Tanzanian politician (born 1974)

Isaya Mwita Charles (born 28 February 1974) is a Tanzanian politician, who served as the Mayor of Dar es Salaam from 2016 to 2020.

==Early life and education==
Isaya Mwita Charles was born in Tarime District, Mara Region, then part of the former Muso.

He obtained his Certificate of Secondary Education (CSE) from Tarime Secondary School in 1997. He attended Al Haramain Secondary School (July 2005–May 2007), where he earned the Advanced Certificate of Secondary Education (ACSE). From October 2008 to June 2011, he earned a bachelor's degree in economics from the Mwalimu Nyerere Memorial Academy.

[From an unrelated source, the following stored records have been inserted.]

PR #1685, opened 2022-10-06
Sorting training list based on credentialing status

Chrystinne:
Sorting training list based on credentialing status. Now applicants who have been credentialed appear at top of the training list. 
It also adds the Credentialed column to the training list indicating if a user has already been credentialed.

### DIFF
--- a/physionet-django/console/templates/console/expired_training_table.html
+++ b/physionet-django/console/templates/console/expired_training_table.html
@@ -18,13 +18,7 @@
                     <td>{{ training.user.get_full_name }}</td>
                     <td>{{ training.user.email }}</td>
                     <td>{{ training.training_type.name }}</td>
-                    <td>
-                        {% if training.user.is_credentialed %}
-                            Yes
-                        {% else %}
-                            No
-                        {% endif %}
-                        </td>
+                    <td>{{ training.user.is_credentialed|yesno:"Yes,No" }}</td>
                     <td>{{ training.valid_datetime }}</td>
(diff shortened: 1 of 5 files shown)


physionet-django/console/templates/console/expired_training_table.html
```diff
@@ -17,6 +18,13 @@
                     <td>{{ training.user.get_full_name }}</td>
                     <td>{{ training.user.email }}</td>
                     <td>{{ training.training_type.name }}</td>
+                    <td>
+                        {% if training.user.is_credentialed %}
```
tompollard: This can be simplified with the Django "yesno" template tag (see: https://docs.djangoproject.com/en/4.1/ref/templates/builtins/#yesno).

e.g. I think you should be able to replace the if clause with something like this: 
```
{{ training.user.is_credentialed|yesno:"Yes,No" }}
```

tompollard (commented):
Looks good, thanks Chrystinne! 

There is a "yesno" template tag provided by Django that could replace the if clauses: https://docs.djangoproject.com/en/4.1/ref/templates/builtins/#yesno. 

e.g. `{{ training.user.is_credentialed|yesno:"Yes,No" }}`

physionet-django/console/templates/console/expired_training_table.html
Chrystinne: @tompollard I did the suggested changes, Tom. Thank you so much.

tompollard:
Thanks, looks good to me!

Issue #1679, opened 2022-09-30
Credentialing Console: Add column with training status


kepaik:
1. Active
2. Under Review
3. None

Chrystinne:
@kepaik I've created the pull request below to solve this issue:

https://github.com/MIT-LCP/physionet-build/pull/1689

Chrystinne:
@kepaik Have you thought about how the system should work (i.e., which information should be shown on the Training Status) in situations where:

1) A user has multiple CITI training applications (e.g., a "rejected" application and an application "under review");

2) A user has multiple types of training (e.g. CITI training, Datathon).

I've added the Training Status column, but I haven't considered these situations on my Pull Request (https://github.com/MIT-LCP/physionet-build/pull/1689). 

So, I came up with this possible solution: turning the two columns "Training Type" and "Training Status" into one (Training Status). So Training Status would list every training available for each user along with its status. (e.g. CITI program: Active, Datathon training: Under review). 

Would that make sense to you? Or do you have a better idea?

kepaik:
Right now, I don't have any other types of training, so it's not useful to me for credentialing, only whether it's active or not.  I don't know if Tom or Alistair have other plans.

To clarify, this request was for the Training reports, which you've already completed, not the Credentialing processing.  For me, it's not useful there as it's not part of the processing decision tree. Might actually clutter the screen with too many options.

Chrystinne:
@kepaik Ok. So, if there is no need for the "Training Status" column on the Credentialing table, we can close this issue, right? And I'll close the PR (https://github.com/MIT-LCP/physionet-build/pull/1689).

PR #1689, opened 2022-10-08
Adding column Training Status to the credentialing table

Chrystinne:
It solves the #1679 issue.

Adding column Training Status to the credentialing table (ID Check tab). 

List of the training status:
- Under Review;
- Withdrawn;
- Rejected;
- Active;

### DIFF
--- a/physionet-django/user/models.py
+++ b/physionet-django/user/models.py
@@ -778,6 +778,21 @@ class CredentialApplication(models.Model):
     class Meta:
         default_permissions = ('change',)
 
+    def get_training_status(self):
+        training_status = self.user.trainings.all().filter(
+            user__username__icontains=self.user.username).values_list('status', flat=True).first()
+        return self.get_training_status_name(training_status)
+
+    def get_training_status_name(self, training_status):
+        if training_status == 0:
+            return 'Under Review'
+        elif training_status == 1:
+            return 'Withdrawn'
+        elif training_status == 2:
+            return 'Rejected'
+        elif training_status == 3:
+            return 'Active'
+
     def file_root(self):
         """Location for storing files associated with the application"""
         return os.path.join(CredentialApplication.FILE_ROOT, self.slug)
@@ -1074,7 +1089,6 @@ class Training(models.Model):
 
     class Meta:
         default_permissions = ()
-
     def delete(self, *args, **kwargs):
         if self.completion_report is not None:
             self.completion_report.delete()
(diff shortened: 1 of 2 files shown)


physionet-django/user/models.py
```diff
@@ -778,6 +778,21 @@ class CredentialApplication(models.Model):
     class Meta:
         default_permissions = ('change',)
 
+    def get_training_status(self):
+        training_status = self.user.trainings.all().filter(
+            user__username__icontains=self.user.username).values_list('status', flat=True).first()
+        return self.get_training_status_name(training_status)
+
+    def get_training_status_name(self, training_status):
```
tompollard: You could use the Enum class to get the text representation of the status, e.g.:

```
status = 1
print(TrainingStatus(status).name)
>> WITHDRAWN
```

physionet-django/user/models.py
```diff
@@ -778,6 +778,21 @@ class CredentialApplication(models.Model):
     class Meta:
         default_permissions = ('change',)
 
+    def get_training_status(self):
```
tompollard, line 781: It is possible that there are multiple training applications associated with a user, so this doesn't seem quite right to me. By selecting the first(), don't we end up ignoring training applications?

tompollard (commented):
Thanks for looking at this Chrystinne. I'm not clear exactly what we want to display in the new "Training Status" column, but the current behavior doesn't seem right.

e.g. If a user has multiple CITI training applications (for example a rejected application and an application under review), what status should be displayed? (and does the code display this?).

We also have the ability to support multiple types of training (e.g. CITI training,  Datathon). How does the status listed in the column relate to these different types of training?

physionet-django/user/models.py
Chrystinne: That's a good point, @tompollard. When I wrote the code, I saw that - for the Review tab on the training list -, there was only the "CITI Data or Specimens Only Research" training type for all users. So I added the columns with only the "CITI Data or Specimens Only Research" in mind. 

But you are right, we need to figure out whether it makes sense to keep this information because it's still not clear to me what we should show on the Training Status column when we have different types of training.

Chrystinne: Thanks, @tompollard.

physionet-django/user/models.py
Chrystinne: @tompollard what about turning the two columns Training Type and Training Status into one (Training Status). So Training Status would list every training available for each user along with its status. (e.g. CITI program: Active, Datathon training: Under review).
Would that make sense?

tompollard: Makes sense to me. It might end up leading to lots of information in the single cell within the column, but perhaps not a big deal? Might be worth checking to see whether @kepaik is okay with this (or if he has better ideas!).

Issue #1690, opened 2022-10-11
Distinguish/Rename "credentialed" with "identity verified"


kepaik:
Lots of confusion when the first part of credentialing (identity verification) is completed, but the training report hasn't been processed.

Credentialing = (identity verification) + (training certification)

Chrystinne:
@tompollard Do we need another pull request for this change? Or may I add this change to the currently opened pull request (https://github.com/MIT-LCP/physionet-build/pull/1689)?

Chrystinne:
@tompollard I've created a new pull request. It might be better, even when it is a minor fix.

tompollard:
> Credentialing = (identity verification) + (training certification)

@kepaik This means that being "credentialed" is dataset specific because we support multiple training types. Fine with me but I want to check whether this is what you intend?

kepaik:
This has less to do with the backend, but the front end for the users.

We've gotten many emails where they are confused that they have been "credentialed", but they actually do not have the credentials to access teh database.

kepaik:
![5F30CF2C@5261FB04 04234563 png](https://user-images.githubusercontent.com/6868450/195189510-f2186ea3-d99d-49ef-85a1-6378ea49467a.jpg)
![C96800E1@E5DA011A 04234563 png](https://user-images.githubusercontent.com/6868450/195189514-36d8b61e-0756-4d9d-8417-290da457c8e0.jpg)

kepaik:
Maybe if we change it to "verified" for identity, and then "credentialed" for each database.

tompollard:
> Maybe if we change it to "verified" for identity, and then "credentialed" for each database.

Yeah, I like the idea of something like this.

Chrystinne:
@kepaik I've renamed the column "Credentialed" to "Identity Verified". It's available at https://physionet.org/console/training/review/

kepaik:
The column name is not the issue.  It's the informational page and emails to the user.

https://physionet.org/settings/credentialing/

See above images for reference.

Chrystinne:
We need to replace the current text with the following:

"To access certain datasets, we require your identity to be "verified". This means that you must formally submit your personal details for review, so that we can confirm your identity.

Certain datasets also require you to complete [training](https://physionet.org/settings/training/) and/or to sign a Data Use Agreement. You can find specific requirements in the "Files" section of the project description."

To raise a support request, please [click here](https://physionet.freshdesk.com/).

[...]

PR #1691, opened 2022-10-11
Changing column name on Training list 

Chrystinne:
Changing column name on Training list (from "Credentialed" to "Identity Verified"). It's related to the #1690 issue.


tompollard:
Looks good to me, thanks Chrystinne!

PR #1693, opened 2022-10-19
Updates allowed domains in views.

Mira-MM:
This pull request verifies domain additions in a more secure way. For example, if the allowed domains from the instructors includes "mit.edu" an "@" is enforced before the email domain when matching the email address with the allowed domains to avoid users with fake emails such as "mit.edu@wobble.com"  to register for the event.


danamouk:
thanks @Mira-MM looks good.

tompollard:
Thanks, looks good to me too!

PR #2662, opened 2026-07-22
Upgrade uwsgi from 2.0.22 to 2.0.31

tompollard:
uwsgi 2.0.22 fails to compile under Poetry 2.4.x's PEP 517 build isolation, causing upgrade test failures (OSError in threaded compilation leaves object files missing, breaking the link step).

e.g. see: https://github.com/MIT-LCP/physionet-build/actions/runs/29822812560/job/88609145846

This PR upgrades uwsgi from 2.0.22 to 2.0.31, which should fix Docker build failures.


Chrystinne (approved):
Looks good to me, @tompollard!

Prior to entering politics, he worked as an economist at the Temeke Municipal Council and managed a printing enterprise in Kariakoo.

== Political career ==
Isaya Mwita Charles was first elected as a councillor for the Vijibweni ward of Dar es Salaam in 2015 as a representative of the CHADEMA party. On March 22, 2016, he was elected Mayor of Dar es Salaam City Council. During his tenure as mayor, he identified his principal priorities as the alleviation of traffic congestion and the expansion of the Bus Rapid Transit (BRT) system.